Stored data:
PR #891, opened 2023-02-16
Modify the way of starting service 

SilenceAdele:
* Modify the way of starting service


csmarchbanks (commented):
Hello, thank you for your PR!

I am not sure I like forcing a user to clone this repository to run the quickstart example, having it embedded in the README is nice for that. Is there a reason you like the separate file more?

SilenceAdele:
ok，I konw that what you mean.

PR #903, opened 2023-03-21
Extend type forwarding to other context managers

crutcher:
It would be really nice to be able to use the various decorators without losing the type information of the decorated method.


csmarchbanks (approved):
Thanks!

WHAT TO PRODUCE – Count how many lines in the entries contain "csmarchbanks", then state that number alone.

RESPONSE FOR THIS EXERCISE – 2